MSF - Overview Projects in Mosul and Surrounding Areas

Since the start of the Mosul offensive, MSF has worked to bolster its response in Ninewa governorate where possible by providing lifesaving stabilisation and emergency care, including mother and child health care. MSF medical teams are working in hospitals and advanced medical posts in eastern and western Mosul and in villages in the city’s outskirts. They are also providing health care and mental health care in newly established camps for people fleeing Mosul.

In Hammam al-Alil to the south of Mosul city, MSF runs a trauma field hospital with emergency room, two operating theatres, intensive care unit and inpatient department. Since the opening of the project there have been a large number of patients, a majority of which are war-wounded civilians (more than 1480 patients received in the emergency room from 19 Feb to 8 April around half of whom were women and children, most suffering from war wounds).
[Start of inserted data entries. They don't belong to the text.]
PR #715, opened 2015-10-19
minor refactor to named method in WorkOrdersController

afeld:
Per suggestion in https://github.com/18F/C2/pull/656/files#r42406827.

/cc @jessieay

### DIFF
--- a/app/controllers/ncr/work_orders_controller.rb
+++ b/app/controllers/ncr/work_orders_controller.rb
@@ -29,7 +29,7 @@ module Ncr
 
       super
 
-      unless skip_state_update?
+      if @model_changing
         @model_instance.setup_approvals_and_observers(@approver_email)
         @model_instance.email_approvers
       end
@@ -73,10 +73,6 @@ module Ncr
       if self.errors.empty?
         @model_instance.setup_approvals_and_observers(@approver_email)
       end
-    end
-
-    def skip_state_update?
-      !@model_changing || @model_instance.emergency
     end
   end
 end
--- a/app/controllers/ncr/work_orders_controller.rb
+++ b/app/controllers/ncr/work_orders_controller.rb
@@ -29,7 +29,7 @@ module Ncr
 
       super
 
-      if @model_changing && !@model_instance.emergency # skip approvals if emergency
+      unless skip_state_update?
         @model_instance.setup_approvals_and_observers(@approver_email)
         @model_instance.email_approvers
       end
@@ -73,6 +73,10 @@ module Ncr
       if self.errors.empty?
         @model_instance.setup_approvals_and_observers(@approver_email)
       end
+    end
+
+    def skip_state_update?
+      !@model_changing || @model_instance.emergency
     end
   end
 end


app/controllers/ncr/work_orders_controller.rb
```diff
@@ -74,5 +74,9 @@ def add_approvals
         @model_instance.setup_approvals_and_observers(@approver_email)
       end
     end
+
+    def skip_state_update?
```
afeld: Very open to suggestions about what to call this – don't love it.

app/controllers/ncr/work_orders_controller.rb
```diff
@@ -29,7 +29,7 @@ def update
 
       super
 
-      if @model_changing && !@model_instance.emergency # skip approvals if emergency
+      unless skip_state_update?
```
jessieay: still not a fan of unless! can we change this to an `if` ?

jessieay: how about: `if model_changing_and_not_emergency` ? It's long and blah, but it does explain what's happening!

afeld: Ha. Well, that does describe (literally) what the method is doing, but I was going for a name that would convey why those things matter. Does that make sense?

jessieay: I guess I am not 100% sure why they matter, which is probably why this is hard for me. Perhaps you can explain? I looked into the controller to see the important for `model_changing` but I am still not clear

pkarman: This feels like one of those cases where some apt comments would explain the "why" and the method can just be the "what".

jessieay: Why can't the method name explain the why!?

pkarman: I'm really on +0 on `if model_changing_and_not_emergency?`

jessieay: @pkarman suggestions on something you would be +1 on would be helpful!

pkarman: how about
```
if subscribers_require_notification
```

jessieay: :heart:

jessieay: although I might add a `?` to the end of that to indicate its boolean-ness

afeld:
Updated!

jessieay:
this looks good! 

should we be concerned that this change required no spec changes? I would expect that L146 in spec/controllers/ncr/work_orders_controller_spec.rb would fail now because it deals with updates  and emergency status.

afeld:
> should we be concerned that this change required no spec changes?

No. `setup_approvals_and_observers` checks for `emergency`, and `email_approvers` does nothing, since emergency requests have none. Now this PR is just taking out a redundant check.

jessieay:
Got it, then looks good to :ship: 

How would someone QA this change? Or does it not need QAing?

afeld:
## Testing notes

* [ ] Update an emergency request, without changing the approver
* [ ] Update an emergency request, changing the approver

pkarman:
I will QA this.

pkarman:
Looks fine on staging.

In eastern Mosul, MSF is working in a hospital running the emergency room, operating theatre, maternity and inpatient department. Since the hospital opened at the beginning of March, the team has seen more than 3,315 patients and treated more than 730 war-wounded. An average of 70 babies are born every week, and the team performed 78 caesarean sections since the maternity opened on March 5.

To provide basic emergency services allowing women to deliver safely in eastern Mosul, MSF opened a 15-bed facility on 19 March.  Since the opening, the team has assisted 92 deliveries.
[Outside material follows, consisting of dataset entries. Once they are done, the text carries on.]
PR #716, opened 2015-10-19
move NCR feature specs under single folder

afeld:
Makes the names less redundant, and makes it easier to run them all at once (`bin/rspec spec/features/ncr`).


jessieay:
so much better! Will wait for checks to pass but :ship: from me

jessieay:
mergin'

PR #717, opened 2015-10-19
Updates to Team Practices doc

jessieay:
* `script/deploy` failed for me, perhaps because of blue-green
* Ideally, we should indicate to others when we are QAing something


pkarman:
looks great.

In a hospital in eastern Mosul, MSF opened also an emergency room (ER) on 26 March to provide surgical and medical emergency care. The ER will be completed early May with a surgical capacity and a 20-bed ward in order to take in charge war-wounded patients from western Mosul as well as the general population in need of emergency care and to integrate the structure within a broader referral network.  The bed capacity will be increased to 50 beds later in May.
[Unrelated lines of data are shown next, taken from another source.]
PR #876, opened 2015-12-16
Move `for_fiscal_year` method into mixin

jessieay:
* Part of moving NCR-specific logic out of Ncr::WorkOrder
* Also removes duplication

https://trello.com/c/smBumRFX

### DIFF
--- a/app/models/concerns/fiscal_year_mixin.rb
+++ b/app/models/concerns/fiscal_year_mixin.rb
@@ -4,13 +4,10 @@ module FiscalYearMixin
   FISCAL_YEAR_START_MONTH = 10 # 1-based
 
   included do
-    def self.which_fiscal_year(year, month)
-      if month >= FISCAL_YEAR_START_MONTH
-        year + 1
-      else
-        year
-      end
-    end
+    scope :for_fiscal_year, ->(year) {
+      range = range_for_fiscal_year(year)
+      where(created_at: range[:start_time]...range[:end_time])
+    }
 
     def self.range_for_fiscal_year(year)
       start_time = Time.zone.local(year - 1, FISCAL_YEAR_START_MONTH, 1)
--- a/app/models/concerns/fiscal_year_mixin.rb
+++ b/app/models/concerns/fiscal_year_mixin.rb
@@ -1,13 +1,21 @@
 module FiscalYearMixin
   extend ActiveSupport::Concern
 
+  FISCAL_YEAR_START_MONTH = 10 # 1-based
+
   included do
     def self.which_fiscal_year(year, month)
-      if month >= 10
+      if month >= FISCAL_YEAR_START_MONTH
         year + 1
       else
         year
       end
+    end
+
+    def self.range_for_fiscal_year(year)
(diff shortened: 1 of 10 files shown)


spec/lib/client_summarizer_spec.rb
```diff
@@ -16,7 +16,7 @@
 
   describe "Ncr::WorkOrder" do
     it "builds summary" do
-      wo = create(:ncr_work_order, amount: 123)
+      create(:ncr_work_order, amount: 123)
```
pkarman: why throw away the variable assignment? and why in this PR?

app/models/concerns/fiscal_year_mixin.rb
```diff
@@ -9,5 +11,11 @@ def self.which_fiscal_year(year, month)
         year
       end
     end
+
+    def self.for_fiscal_year(year)
```
pkarman: This was a `scope` and now a class method? Are they, strictly speaking, the same thing?

http://blog.plataformatec.com.br/2013/02/active-record-scopes-vs-class-methods/ was illuminating to me.

pkarman:
I like the sentiment here, of reducing duplication and using the existing mixin.

I am not clear on scope-vs-class-method, otherwise +1.

spec/lib/client_summarizer_spec.rb
jessieay: They are unused variables. I had the file open and my syntastic plugin was
highlighting them as unused so I thought I would get rid of them while I
was there. Would you prefer them removed in a separate PR? I could go
either way on that

app/models/concerns/fiscal_year_mixin.rb
jessieay: Since we use this mixin in one non-AR class, scope did not work because
that is part of AR (returns "undefined method scope").

 I did have a weird feeling about this mixin change because the mixin is
now used 3 times: twice in AR classes and once in a regular Ruby class. And
in each instance only one method or the other is used. But I did like the
idea of having these methods together since they are logically related.

Ideas on improvement?

pkarman: How about a refactor so that the class method part is in the mixin and the scope definition is still in the AR classes themselves? The date math can be part of the mixin.

jessieay: I am not sure I exactly understand what you mean -- more detail?

pkarman: see #878

jessieay:
@pkarman this is updated, incorporating your changes! 

I really liked the way you extracted the logic in the scope into another method. I ended up putting the scope and the method into the mixin, though, because the scopes for `ClientDataType` and `Proposal` were exactly the same.

BUT I did keep it as a scope in the mixin. I then moved the `which_fiscal_year` logic into its own service class,  since working on this made me realize that `which_fiscal_year` is entirely independent from any one model, so doesn't really need to be a method available on, say, `Proposal`. Having a service class that finds the current fiscal year seemed like a nice way to go. 

Please re-review and let me know what you think :christmas_tree:

pkarman:
`FiscalYearFinder` ftw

Since the opening, 199 patients have been received in the emergency room. To complement the emergency response MSF is also providing much needed, long term post-operative care with rehabilitation and psychosocial support for wounded who have been treated in field hospitals in Mosul. To date the project has treated 60 patients, 25 of whom are women and children and it is currently running at full capacity.

Qayyarah (OCP): MSF set up a 46 bed hospital, 60 km south of Mosul, with an ER and an operating theatre to provide surgical and medical emergency care. Between January and 15 April, the team has treated 4,322 patients. Around 10% of emergency patients were admitted in the inpatient department (IPD) having a 32-bed capacity. A total of 229 surgical interventions were performed in March 2017.  The hospital in Qayyarah is receiving more severe cases from mass casualty events in western Mosul that overwhelm field hospitals. A 4-bed intensive care unit was opened mid-April to provide care to patients in critical conditions.

Children recently displaced from western Mosul started to be admitted with severe malnutrition in early March. And an intensive therapeutic feeding centre was set up inside this hospital end of March to treat children coming from West Mosul or from IDPs camps in Hammam al-Alil and Qayyarah. The centre has now a 12-bed capacity. 

Since February MSF has been running a mental health clinic in Qayyarah hospital for patients admitted in the hospital as well as for patients referred from Qayyarah camps. The team consisting of a psychiatrist, two psychologists and a psychosocial counsellor has seen 191 patients from the opening to 10 April.

Camps for displaced people

MSF teams have expanded their reach to those fleeing the fighting in Mosul and displaced in Ninewa governorate. In response to the influx of internally displaced people, mobile teams are providing primary health care, treatment for chronic diseases as well as psychological and psychiatric care in Hasansham, Khazer and Chamakor camps, west of Erbil. They also provide health services in camps like Debaga hosting displaced people who fled in 2014 or later.

In March 3,512 medical consultations were provided in addition to 2,292 mental health consultations with a psychiatrist, a psychologist or a psychosocial counsellor) were provided. Globally mobile teams have been providing mental health services in 17sites.